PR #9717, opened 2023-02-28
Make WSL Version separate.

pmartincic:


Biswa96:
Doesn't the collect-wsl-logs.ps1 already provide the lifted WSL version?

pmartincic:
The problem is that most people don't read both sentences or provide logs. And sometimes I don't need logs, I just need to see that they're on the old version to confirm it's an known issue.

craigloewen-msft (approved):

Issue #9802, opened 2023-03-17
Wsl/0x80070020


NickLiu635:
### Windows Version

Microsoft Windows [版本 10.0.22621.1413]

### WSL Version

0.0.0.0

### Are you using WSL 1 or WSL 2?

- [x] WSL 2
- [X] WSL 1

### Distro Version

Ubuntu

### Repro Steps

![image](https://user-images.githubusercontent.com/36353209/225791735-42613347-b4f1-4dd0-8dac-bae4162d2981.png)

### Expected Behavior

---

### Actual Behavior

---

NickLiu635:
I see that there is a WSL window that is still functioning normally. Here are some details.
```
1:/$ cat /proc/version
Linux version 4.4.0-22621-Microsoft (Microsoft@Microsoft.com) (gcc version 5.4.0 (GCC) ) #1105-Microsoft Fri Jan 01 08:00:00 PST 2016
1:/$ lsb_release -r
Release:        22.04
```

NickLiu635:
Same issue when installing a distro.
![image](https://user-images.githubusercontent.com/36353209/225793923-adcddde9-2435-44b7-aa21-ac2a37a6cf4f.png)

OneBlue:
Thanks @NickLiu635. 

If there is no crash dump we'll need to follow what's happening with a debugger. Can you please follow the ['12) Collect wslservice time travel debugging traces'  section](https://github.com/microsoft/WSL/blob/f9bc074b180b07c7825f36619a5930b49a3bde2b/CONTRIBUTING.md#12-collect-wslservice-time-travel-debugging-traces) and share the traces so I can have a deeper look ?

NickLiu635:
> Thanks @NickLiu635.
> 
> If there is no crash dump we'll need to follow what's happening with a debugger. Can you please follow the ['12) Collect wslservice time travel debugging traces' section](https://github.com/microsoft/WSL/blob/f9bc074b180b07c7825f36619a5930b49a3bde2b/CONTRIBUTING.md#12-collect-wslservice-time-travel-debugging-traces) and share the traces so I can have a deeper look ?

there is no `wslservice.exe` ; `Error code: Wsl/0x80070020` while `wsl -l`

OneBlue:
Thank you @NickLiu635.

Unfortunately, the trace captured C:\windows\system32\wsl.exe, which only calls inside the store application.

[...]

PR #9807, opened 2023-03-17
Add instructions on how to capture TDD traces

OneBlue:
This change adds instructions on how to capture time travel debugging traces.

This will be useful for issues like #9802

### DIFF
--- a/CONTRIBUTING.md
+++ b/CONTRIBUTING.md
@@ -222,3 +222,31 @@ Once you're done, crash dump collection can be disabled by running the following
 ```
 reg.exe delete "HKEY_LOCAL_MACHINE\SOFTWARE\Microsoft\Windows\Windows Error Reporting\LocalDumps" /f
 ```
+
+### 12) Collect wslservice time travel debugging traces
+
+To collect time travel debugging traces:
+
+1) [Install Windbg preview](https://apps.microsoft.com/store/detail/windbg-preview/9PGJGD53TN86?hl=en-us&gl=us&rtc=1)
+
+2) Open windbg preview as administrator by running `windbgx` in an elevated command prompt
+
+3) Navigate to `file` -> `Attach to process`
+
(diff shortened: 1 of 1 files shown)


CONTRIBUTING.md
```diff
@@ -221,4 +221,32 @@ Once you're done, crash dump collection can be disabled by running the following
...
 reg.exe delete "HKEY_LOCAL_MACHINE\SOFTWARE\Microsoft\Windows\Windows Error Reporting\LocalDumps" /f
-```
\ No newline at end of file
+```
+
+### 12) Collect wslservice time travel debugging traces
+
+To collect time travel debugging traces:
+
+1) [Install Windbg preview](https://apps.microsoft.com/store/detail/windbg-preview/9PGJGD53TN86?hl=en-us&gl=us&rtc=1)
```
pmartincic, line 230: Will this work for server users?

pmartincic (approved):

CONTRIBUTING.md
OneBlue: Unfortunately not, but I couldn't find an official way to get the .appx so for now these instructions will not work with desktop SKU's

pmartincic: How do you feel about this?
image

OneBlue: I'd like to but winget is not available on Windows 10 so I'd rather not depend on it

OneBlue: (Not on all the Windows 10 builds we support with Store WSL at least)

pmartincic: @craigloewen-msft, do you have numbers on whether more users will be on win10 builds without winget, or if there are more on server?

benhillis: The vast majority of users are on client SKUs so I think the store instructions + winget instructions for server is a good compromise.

----------------------------------------

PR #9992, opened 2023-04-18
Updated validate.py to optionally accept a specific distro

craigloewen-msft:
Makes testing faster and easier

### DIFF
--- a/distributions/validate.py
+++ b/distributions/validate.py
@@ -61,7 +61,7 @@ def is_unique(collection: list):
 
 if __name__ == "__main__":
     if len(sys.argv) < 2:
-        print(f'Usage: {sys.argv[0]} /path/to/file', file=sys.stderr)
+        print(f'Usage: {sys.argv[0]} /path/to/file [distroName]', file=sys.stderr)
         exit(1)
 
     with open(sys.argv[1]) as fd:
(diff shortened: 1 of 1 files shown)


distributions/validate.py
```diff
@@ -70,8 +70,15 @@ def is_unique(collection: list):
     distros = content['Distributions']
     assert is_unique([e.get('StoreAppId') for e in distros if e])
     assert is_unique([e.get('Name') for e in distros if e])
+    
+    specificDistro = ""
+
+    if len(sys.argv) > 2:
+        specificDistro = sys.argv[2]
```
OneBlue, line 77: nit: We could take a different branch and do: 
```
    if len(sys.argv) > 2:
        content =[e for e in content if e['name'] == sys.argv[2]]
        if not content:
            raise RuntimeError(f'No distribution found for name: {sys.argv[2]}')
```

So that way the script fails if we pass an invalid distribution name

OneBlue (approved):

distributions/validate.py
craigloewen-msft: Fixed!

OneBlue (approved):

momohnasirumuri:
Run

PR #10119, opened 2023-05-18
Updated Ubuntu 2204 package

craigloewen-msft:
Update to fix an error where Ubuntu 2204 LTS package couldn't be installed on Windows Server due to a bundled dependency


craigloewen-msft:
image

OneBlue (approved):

----------------------------------------

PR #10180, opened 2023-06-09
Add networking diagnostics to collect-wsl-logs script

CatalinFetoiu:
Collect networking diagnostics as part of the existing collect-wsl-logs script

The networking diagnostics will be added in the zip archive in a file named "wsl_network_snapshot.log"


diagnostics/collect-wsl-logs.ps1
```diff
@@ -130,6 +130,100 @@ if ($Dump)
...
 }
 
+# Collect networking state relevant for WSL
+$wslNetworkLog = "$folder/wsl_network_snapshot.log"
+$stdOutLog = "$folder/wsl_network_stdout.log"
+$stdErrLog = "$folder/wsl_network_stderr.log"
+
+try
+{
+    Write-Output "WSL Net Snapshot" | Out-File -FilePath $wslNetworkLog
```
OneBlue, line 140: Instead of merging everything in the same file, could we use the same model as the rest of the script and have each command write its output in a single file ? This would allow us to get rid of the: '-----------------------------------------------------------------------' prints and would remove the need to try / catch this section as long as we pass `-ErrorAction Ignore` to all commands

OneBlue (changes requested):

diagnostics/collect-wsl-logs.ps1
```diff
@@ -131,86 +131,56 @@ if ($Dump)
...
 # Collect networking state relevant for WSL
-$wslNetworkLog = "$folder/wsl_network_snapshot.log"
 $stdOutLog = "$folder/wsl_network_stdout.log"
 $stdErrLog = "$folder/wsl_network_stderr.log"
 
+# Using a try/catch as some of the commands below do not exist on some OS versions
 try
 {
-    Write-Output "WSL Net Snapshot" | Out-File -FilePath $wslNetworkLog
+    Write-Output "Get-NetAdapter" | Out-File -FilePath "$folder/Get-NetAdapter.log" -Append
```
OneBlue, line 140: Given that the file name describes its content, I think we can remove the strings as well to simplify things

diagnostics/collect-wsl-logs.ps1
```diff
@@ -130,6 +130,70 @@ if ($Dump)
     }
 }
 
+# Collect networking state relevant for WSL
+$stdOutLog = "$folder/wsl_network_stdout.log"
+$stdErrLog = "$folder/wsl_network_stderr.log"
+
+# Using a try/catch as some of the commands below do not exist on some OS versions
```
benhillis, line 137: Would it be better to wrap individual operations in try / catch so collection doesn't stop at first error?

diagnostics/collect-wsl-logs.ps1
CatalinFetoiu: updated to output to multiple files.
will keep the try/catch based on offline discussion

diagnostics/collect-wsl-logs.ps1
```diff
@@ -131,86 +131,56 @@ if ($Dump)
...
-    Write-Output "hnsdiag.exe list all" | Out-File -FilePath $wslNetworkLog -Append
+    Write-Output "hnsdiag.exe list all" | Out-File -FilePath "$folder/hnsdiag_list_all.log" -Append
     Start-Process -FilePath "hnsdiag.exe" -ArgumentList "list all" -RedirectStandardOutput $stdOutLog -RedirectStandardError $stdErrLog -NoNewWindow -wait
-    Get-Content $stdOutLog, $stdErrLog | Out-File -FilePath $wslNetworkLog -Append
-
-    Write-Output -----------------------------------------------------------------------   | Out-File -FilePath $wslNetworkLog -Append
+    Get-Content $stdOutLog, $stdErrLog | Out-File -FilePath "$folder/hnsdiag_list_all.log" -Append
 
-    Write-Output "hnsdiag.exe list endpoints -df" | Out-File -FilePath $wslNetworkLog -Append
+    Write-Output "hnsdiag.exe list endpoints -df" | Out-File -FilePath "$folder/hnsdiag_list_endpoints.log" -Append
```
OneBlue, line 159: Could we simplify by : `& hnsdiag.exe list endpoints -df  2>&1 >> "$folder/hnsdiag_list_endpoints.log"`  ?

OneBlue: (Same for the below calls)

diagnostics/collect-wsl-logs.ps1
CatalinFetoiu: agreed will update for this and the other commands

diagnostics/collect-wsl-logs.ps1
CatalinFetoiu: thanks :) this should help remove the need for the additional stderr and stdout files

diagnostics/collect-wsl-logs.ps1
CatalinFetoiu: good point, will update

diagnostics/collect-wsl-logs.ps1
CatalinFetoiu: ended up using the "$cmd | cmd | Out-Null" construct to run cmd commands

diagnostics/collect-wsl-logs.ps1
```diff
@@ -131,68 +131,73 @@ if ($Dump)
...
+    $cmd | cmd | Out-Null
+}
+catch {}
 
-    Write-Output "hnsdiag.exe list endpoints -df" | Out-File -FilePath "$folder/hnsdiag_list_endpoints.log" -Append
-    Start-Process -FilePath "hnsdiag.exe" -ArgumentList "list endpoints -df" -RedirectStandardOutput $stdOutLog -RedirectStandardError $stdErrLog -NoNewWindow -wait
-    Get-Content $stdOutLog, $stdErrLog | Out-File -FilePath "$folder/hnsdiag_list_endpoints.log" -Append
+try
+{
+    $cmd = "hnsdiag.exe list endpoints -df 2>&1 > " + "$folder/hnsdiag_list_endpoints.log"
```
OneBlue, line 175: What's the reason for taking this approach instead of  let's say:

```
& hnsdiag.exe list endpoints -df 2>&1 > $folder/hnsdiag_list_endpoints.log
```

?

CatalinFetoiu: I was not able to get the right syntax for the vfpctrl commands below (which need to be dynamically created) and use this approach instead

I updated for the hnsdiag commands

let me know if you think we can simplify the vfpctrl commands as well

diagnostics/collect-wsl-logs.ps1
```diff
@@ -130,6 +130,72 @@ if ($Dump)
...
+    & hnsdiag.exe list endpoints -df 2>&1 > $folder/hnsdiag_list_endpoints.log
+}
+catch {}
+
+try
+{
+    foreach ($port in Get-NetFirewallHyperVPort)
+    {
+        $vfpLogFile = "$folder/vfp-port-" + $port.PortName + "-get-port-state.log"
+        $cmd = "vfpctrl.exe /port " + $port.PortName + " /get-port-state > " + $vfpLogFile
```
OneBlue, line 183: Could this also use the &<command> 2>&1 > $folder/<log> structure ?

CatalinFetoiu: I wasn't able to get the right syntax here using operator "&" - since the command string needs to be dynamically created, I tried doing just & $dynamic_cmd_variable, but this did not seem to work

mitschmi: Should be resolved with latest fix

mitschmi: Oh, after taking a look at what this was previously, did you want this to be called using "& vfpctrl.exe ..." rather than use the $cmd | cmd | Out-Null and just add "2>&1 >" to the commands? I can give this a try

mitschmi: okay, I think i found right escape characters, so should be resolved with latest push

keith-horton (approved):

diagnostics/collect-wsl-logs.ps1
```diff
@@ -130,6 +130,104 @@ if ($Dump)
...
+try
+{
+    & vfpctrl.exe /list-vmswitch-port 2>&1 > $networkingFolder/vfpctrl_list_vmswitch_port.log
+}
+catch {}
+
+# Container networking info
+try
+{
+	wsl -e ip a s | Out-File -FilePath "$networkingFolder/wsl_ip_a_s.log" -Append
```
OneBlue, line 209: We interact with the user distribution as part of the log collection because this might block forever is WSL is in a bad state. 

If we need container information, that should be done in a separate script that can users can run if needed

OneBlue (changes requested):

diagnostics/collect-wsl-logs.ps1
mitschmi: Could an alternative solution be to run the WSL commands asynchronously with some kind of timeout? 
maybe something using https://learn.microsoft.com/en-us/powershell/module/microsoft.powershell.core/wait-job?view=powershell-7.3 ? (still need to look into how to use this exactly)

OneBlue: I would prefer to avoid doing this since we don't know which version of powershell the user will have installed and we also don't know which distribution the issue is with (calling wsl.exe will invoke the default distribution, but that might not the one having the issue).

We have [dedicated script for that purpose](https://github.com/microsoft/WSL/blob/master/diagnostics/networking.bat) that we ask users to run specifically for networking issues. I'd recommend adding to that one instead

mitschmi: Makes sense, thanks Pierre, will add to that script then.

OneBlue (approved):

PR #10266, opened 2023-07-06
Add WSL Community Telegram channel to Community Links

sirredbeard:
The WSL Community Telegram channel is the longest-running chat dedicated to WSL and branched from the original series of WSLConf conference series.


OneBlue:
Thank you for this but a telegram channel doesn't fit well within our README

----------------------------------------

Give only a number, the count of lines above that include the string "channel".

3